Issue #2067, opened 2017-05-09
P1 is not listed under P2


DavidWhaleMEF:
Teacher reported that children were finding this really confusing, that P1 did not appear before P2

![screen shot 2017-05-10 at 00 08 29](https://cloud.githubusercontent.com/assets/25079586/25876489/76b74e46-3515-11e7-9368-128541d8b6fc.png)

![screen shot 2017-05-10 at 00 12 24](https://cloud.githubusercontent.com/assets/25079586/25876491/7996c20e-3515-11e7-8077-0d6a49dbd20c.png)

tballmsft:
Several problems need to be addressed. Analog pins are in strange order:

![image](https://cloud.githubusercontent.com/assets/10767146/26018029/72787784-3721-11e7-8de8-a50917597100.png)

tballmsft:
And digital pins not in correct order:

![image](https://cloud.githubusercontent.com/assets/10767146/26018050/8e99172a-3721-11e7-9987-ec06ec7a400e.png)

tballmsft:
the weird sort that is causing the above is:
```
                    // if a value is provided, move it first
                    if (pr.shadowValue)
                        dd.sort((v1, v2) => v1[1] == pr.shadowValue ? -1 : v2[1] == pr.shadowValue ? 1 : 0);
```
in blocklyloader.ts

tballmsft:
@mmoskal - the sort you added above back in December is causing this problem. Can you please take a look.  For some reason, the two enums generate shadowValue and then get sorted by the above code , resulting in a bad order.

pelikhan:
@tballmsft let's display the pins in a grid. It's much easier to scan them. There are too many elements and the drop down continuously falls out of the screen.

mmoskal:
I'm not sure what this is supposed to do - @pelikhan added it in https://github.com/Microsoft/pxt/commit/f86d55824c132bf7f5375650ba2ee8cb9f3cff39 , I only moved it a few lines

guillaumejenkins:
Fixed in pxt-core@0.12.70 and pxt-microbit@0.12.10

Fix is now in /beta website

PR #2096, opened 2017-05-15
Fix logic for showing shadowvalue at the top of dropdown

guillaumejenkins:
Fixes https://github.com/Microsoft/pxt/issues/2067

Idea is to simply extract the shadow value and insert it back to the front


pelikhan:
Does this fix this issue?

pelikhan:
We should use a grid display for gesture.

PR #2105, opened 2017-05-16
Change grid picker looks for text items

guillaumejenkins:
- Item background color is now slightly faded instead of pure white
- Column widths are now uniform

Before:
image

After:
image


abchatra:
@pelikhan I requested the changes. White background was not blending well with the rest of the editor. New background color is same as the one selected. 

Can we change now and fly this through the UI design meeting tomorrow?

pelikhan:
sure

PR #2109, opened 2017-05-16
Setup field editors in docs

microsoftsam:
This fixes the docs loading issue.

### DIFF
--- a/docfiles/docs.js
+++ b/docfiles/docs.js
@@ -135,6 +135,20 @@ function setupSemantic() {
         $('.ui.footer').append($('<div class="ui center aligned small container"/>').text('user agent: ' + navigator.userAgent))
 }
 
+function setupBlockly() {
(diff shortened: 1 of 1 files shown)


docfiles/docs.js
```diff
@@ -146,6 +160,7 @@ function renderSnippets() {
     ksRunnerReady(function () {
         setupSidebar();
         setupSemantic();
+        setupBlockly();
```
pelikhan: there's a race condition here. "setBlockly" should return a promise.

pelikhan: and renderAsync should start after it is done.

docfiles/docs.js
```diff
@@ -136,9 +136,10 @@ function setupSemantic() {
 }
 
 function setupBlockly() {
```
pelikhan: Functions that return promises should end with Async

PR #2110, opened 2017-05-17
Add beta tag if target has a beta URL.

microsoftsam:
screen shot 2017-05-16 at 5 37 06 pm


abchatra:
:shipit:

Jaqster:
It's okay.  I like the Minecraft Beta tag better - more subtle, and this looks a bit squished up in the corner there...  Don't worry about changing for now, but let's see if we can do this more elegantly in the future.

PR #2138, opened 2017-05-23
Emit breakpoints for loop conditionals

### LINKED ISSUE #2130: slow-mo mode doesn't highlight conditional in loop
For the following code:
```
let x = 0
    basic.showIcon(IconNames.SmallHeart)
})
x = 1
while (x > 0) {
    x = x + 1
    basic.pause(100)
}
```
You'll see that the two statements in the while loop are highlighted during slow-mode (snail) execution but the loop expression never is:

image

riknoll:
Fixes #2130 

trace_loop_conditionals

### DIFF
--- a/pxtcompiler/emitter/emitter.ts
+++ b/pxtcompiler/emitter/emitter.ts
@@ -3,7 +3,7 @@
 
 namespace ts.pxtc {
 
-    // in tagged mode, 
+    // in tagged mode,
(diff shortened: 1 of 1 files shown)


mmoskal:
LGTM.

In general there's is an issue with breakpoints when the stack is not empty, which could be the case inside of an expression, but here it's right before the jump so the stack should be empty.

PR #2143, opened 2017-05-23
Loc search

### LINKED ISSUE #2064: Search with localized text
The search functionality doesn't allow non-English users to search with localized text.

guillaumejenkins:
Addresses the following:

- Advanced categories were not searchable unless Advanced was opened
- Built-in blocks were not searchable by their block text, making it impossible to find most built-in blocks
- Search was not localized (fixes #2064)

Overview of the changes:

- The search worker did not have access to localized strings and localized APIs, so the webapp now passes that info in the search options
- When displaying the search results, if the current toolbox has Advanced collapsed, we now create a separate, full toolbox to find blocks that would otherwise be missed because they're in collapsed categories (which are not loaded in the current TB definition)
- Block text for built-in Blockly blocks were hardcoded in blocklyloader.ts, which means the search didn't have access to them. These texts were moved to pxtlib/blocks.ts so the search can query them


pxtblocks/blocklyloader.ts
```diff
@@ -1202,17 +1204,17 @@ namespace pxt.blocks {
...
     function installBuiltinHelpInfo(id: string) {
-        const info = pxt.blocks.helpResources()[id];
-        installHelpResources(id, info.name, info.tooltip, info.url, getNamespaceColor(info.category))
+        const info = pxt.blocks.getBlockDefinition(id);
+        installHelpResources(id, info.name, info.tooltip, info.url, getNamespaceColor(info.category));
     }
 
     function setHelpResources(block: any, id: string, name: string, tooltip: any, url: string, colour: string) {
-        if (tooltip) block.setTooltip(tooltip);
+        if (tooltip && typeof tooltip === "string") block.setTooltip(tooltip);
```
pelikhan: why?

guillaumejenkins: Blockly expects a string or a function that returns a string, so for our tooltips that are a string map, we should not pass those to Blockly (instead, we handle them in our code card)

I'll update this check to include functions

PR #2145, opened 2017-05-23
Fix race condition in tutorial when serving locally in ie11

riknoll:


pxtrunner/runner.ts
```diff
@@ -332,6 +332,7 @@ namespace pxt.runner {
                 let dm = m as pxsim.SimulatorDocMessage;
                 if (dm && dm.localToken) {
                     Cloud.localToken = dm.localToken;
+                    pendingLocalToken.forEach(p => p());
```
pelikhan: clear array?

riknoll: Oh yeah, whoops 🙂

PR #2159, opened 2017-05-25
Support undetectable blocks

microsoftsam:
Support for undeletable blocks through annotations: 
//% undeletable=true

Additionally: Added onStartUnDeletable: true in the runtime to set the undeletable state of onstart.

### DIFF
--- a/pxtblocks/blocklyloader.ts
+++ b/pxtblocks/blocklyloader.ts
@@ -573,6 +573,8 @@ namespace pxt.blocks {
 
         block.setTooltip(fn.attributes.jsDoc);
         block.setColour(color);
+        if (fn.attributes.undeletable)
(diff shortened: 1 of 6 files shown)


pxtblocks/blocklyloader.ts
```diff
@@ -573,6 +573,8 @@ namespace pxt.blocks {
 
         block.setTooltip(fn.attributes.jsDoc);
         block.setColour(color);
+        if (fn.attributes.undeletable)
+            block.setDeletable(true);
```
riknoll: Shouldn't this be false?

microsoftsam: if undeletable is true. deletable should be false. Yes.

PR #3291, opened 2017-10-20
simpler type signature of rgb2hsl

pelikhan:
A small (breaking) change to simplify neopixel sim.
@microsoftsam this will break chibi.


microsoftsam:
Tested chibi, seems to work fine..

PR #3294, opened 2017-10-20
Multi-chart support

pelikhan:
If a value is named ``aaa.bbb``, we collapse all values starting with ``aaa`` under the same graph.

multichart

- [ ] update docs (I could not find the docs on serial output)


pelikhan:
We need to finish up the CSV output support. I think single chart output goes away but we still need to be able to dump the entire thing.

pelikhan:
Needs a bit of skinning mostkly ready.

pelikhan:
@microsoftsam

pelikhan:
@caitlin-hennessy this PR is ready for mergin

caitlin-hennessy:
@pelikhan This looks great! Can you please make a PR for v0 too?

PR #3302, opened 2017-10-21
Translate the delete variable confirmation dialog

sgk:
This is to make it possible to translate this dialog.
image

Please do not forget to update the `strings.json` file soon.

### DIFF
--- a/pxtblocks/blocklyloader.ts
+++ b/pxtblocks/blocklyloader.ts
@@ -2286,6 +2286,7 @@ namespace pxt.blocks {
         // Dropdown menu of variables_get
         msg.RENAME_VARIABLE = lf("Rename variable...");
         msg.DELETE_VARIABLE = lf("Delete the \"%1\" variable");
+        msg.DELETE_VARIABLE_CONFIRMATION = lf("Delete %1 uses of the \"%2\" variable?");
 
         // builtin variables_set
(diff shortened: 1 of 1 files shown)


pxtblocks/blocklyloader.ts
```diff
@@ -2286,6 +2286,7 @@ namespace pxt.blocks {
         // Dropdown menu of variables_get
         msg.RENAME_VARIABLE = lf("Rename variable...");
         msg.DELETE_VARIABLE = lf("Delete the \"%1\" variable");
+        msg.DELETE_VARIABLE_CONFIRMATION = lf("Delete %1 uses of the \"%2\" variable?");
```
microsoftsam: Thanks @sgk for the change. I know this is how Blockly words the confirmation, could we perhaps use this opportunity to come up with a better way to word this? I feel like the language used here is a little pro dev. @ganicke @pelikhan thoughts?

pelikhan: No opinion on this.

pelikhan: At this I propose to get it in. We need this fix in the next release iteraiton of the micro:bit.

ganicke: Something like: "The \"%2\" variable is used %1 times, delete it?"

PR #3307, opened 2017-10-23
Support populating dropdown values from namespace properties

microsoftsam:
Support properties on namespaces to be used as dropdown values in blocks (instead of Enums)

Reason for this change: 
Enums are limiting and cannot be extended by the target or other packages. An example of this is the showAnimation method in adafruit that accepts an enum as the animation ID. If we wanted to create packages that potentially add new animations, we couldn't extend the Enum to add more attributes as it's defined in one place, and TS doesn't support merging of enums.

This way we can define namespace properties like so: 
```
namespace LightAnimation {
      export const Rainbow = 0;
      export const Sparkle = 1;
      export const ColorCycle = 2;
}
```

and a target or package can add to that list by exporting more properties under that namespace. All the properties will get merged, and the block that used to only include the 5 or so animations that are built in, now can be expanded by the target or the package ecosystem to include more animations built by others. 

Each of these properties can be annotated just like enums with block names and blockImages, etc. 

@riknoll I'm a little unsure how to write tests for this, since the values defined on the namespace are only relevant when populating the dropdown field.

### DIFF
--- a/pxtblocks/blocklyloader.ts
+++ b/pxtblocks/blocklyloader.ts
@@ -671,38 +671,58 @@ namespace pxt.blocks {
 
                 let isEnum = typeInfo && typeInfo.kind == pxtc.SymbolKind.Enum
                 let isFixed = typeInfo && !!typeInfo.attributes.fixedInstances
+                let nsConstants = fn.attributes.blockValuesNs && info.apis.byQName[fn.attributes.blockValuesNs]
+                let constantDropdowns = nsConstants && nsConstants.constants
                 let customField = (fn.attributes.paramFieldEditor && fn.attributes.paramFieldEditor[p]);
                 let fieldLabel = pr.name.charAt(0).toUpperCase() + pr.name.slice(1);
                 let fieldType = pr.type;
 
-                if (isEnum || isFixed) {
-                    const syms = Util.values(info.apis.byQName)
-                        .filter(e =>
-                            isEnum ? e.namespace == pr.type
-                                : (e.kind == pxtc.SymbolKind.Variable
-                                    && e.attributes.fixedInstance
-                                    && isSubtype(info.apis, e.retType, typeInfo.qName)))
-                    if (syms.length == 0) {
-                        console.error(`no instances of ${typeInfo.qName} found`)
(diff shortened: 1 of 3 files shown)


pelikhan:
So in the case of animations, these props would hold an animation instance? 
Where are the images picked from?
Do these properties get tree shaked properly?

microsoftsam:
Yeah that's the idea. Will have to investigate if they get tree shaken properly. Although that's independent, because we could instead store number values in those properties. (just like enums).

For images, we need cloud support, independent effort.

mmoskal:
I'm wondering if you could do the same with `fixedInstances` and `whenUsed` attribute. It will not work for numbers, but will for instances of classes, which is better from TypeScript perspective (you will not have people pass random ints). For example:

```typescript
namespace pins {
    //% fixedInstance whenUsed
    export const A7 = new AnalogPin(7);
    //% fixedInstance whenUsed
    export const A8 = new AnalogPin(8);
}
```

`whenUsed` is needed for proper tree-shaking.

From the sources it seems `fixedInstances` should apply to all arguments, not only `this`.

riknoll:
@microsoftsam we can add this to the Karma tests. I've been wanting to add blockly loader tests anyway.

riknoll:
Wouldn't that be overloading the meaning of `fixedInstance`? It's usually accompanied by a `shim=` annotation. The `whenUsed` should still work regardless.

microsoftsam:
pxt-adafruit change: https://github.com/Microsoft/pxt-common-packages/pull/142

mmoskal:
`fixedInstances` on a class means that when it occurs as parameter, it should have a dropdown, and `fixedInstance` marks the instances that should be in the dropdown.

The `shim` specifies how to access the instance which is orthogonal to how it's accessed in blocks.

pelikhan:
Note: these should be factories not constant. Animations have a state and need to be instatiated on demand.

pelikhan:
@microsoftsam  We are using fixedInstances now. I think we can close this PR.

microsoftsam:
Closing as this is not needed anymore

PR #3309, opened 2017-10-23
Support for many boards in a single target

mmoskal:
* support multiple core packages in target (but only one in a project)
* allow `boardDefnition` (including visuals) to be specified in `pxt.json` of the core package
* add special `namespace config` (and overriding `namespace userconfig`), where constants are compiled into the binary and can be accessed from C++ (or simulator)
* shims with arguments can now take more than 1 argument, and handle constants from `config` and `DAL` namespaces
* when `additionalFilePath` specified in `pxt.json`, the target `pxt.json` needs to only specify what's changed 
* add `dalDTS` config in `pxt.json` to specify what to include and exclude from `dal.d.ts`; make parsing of constants smarter
* fix `level` field in packages and thus remove delete button from packages included as deps (clicking the button had no effect)
* disable HID connection restart after connected once - it interferes with flashing


webapp/src/app.tsx
```diff
@@ -1991,14 +1991,19 @@ function setHidPollerDelay() {
 }
 
 function initSerial() {
+    startHidConnectionPoller();
```
microsoftsam: This causes an infinite loop here where initSerial is calling startHidConnectionpoller, and startHidConnectionpoller is calling initSerial

pelikhan: That seems like the intended behavior: every 5 seconds, scan devices which may have dissapeared or popped up.

We should move this stuff out of app.tsx and clean up to avoid confusion.

microsoftsam: Yeah intended behaviour is to scan every 5 seconds, but here's what happens: 
- initSerial calls startHid which sets an interval to call initSerial every 5 seconds. 
- every time that runs, it calls initSerial and then that sets a new interval which then runs every 5 seconds. 

You get the idea. Basically should only set the interval if hasn't already been set..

★ ★ ★

Your instructions: The response must consist solely of the lines from the first line of the entries through the line containing "2017-05-10 at 00 08", repeated exactly.

Task response:
Issue #2067, opened 2017-05-09
P1 is not listed under P2


DavidWhaleMEF:
Teacher reported that children were finding this really confusing, that P1 did not appear before P2

![screen shot 2017-05-10 at 00 08 29](https://cloud.githubusercontent.com/assets/25079586/25876489/76b74e46-3515-11e7-9368-128541d8b6fc.png)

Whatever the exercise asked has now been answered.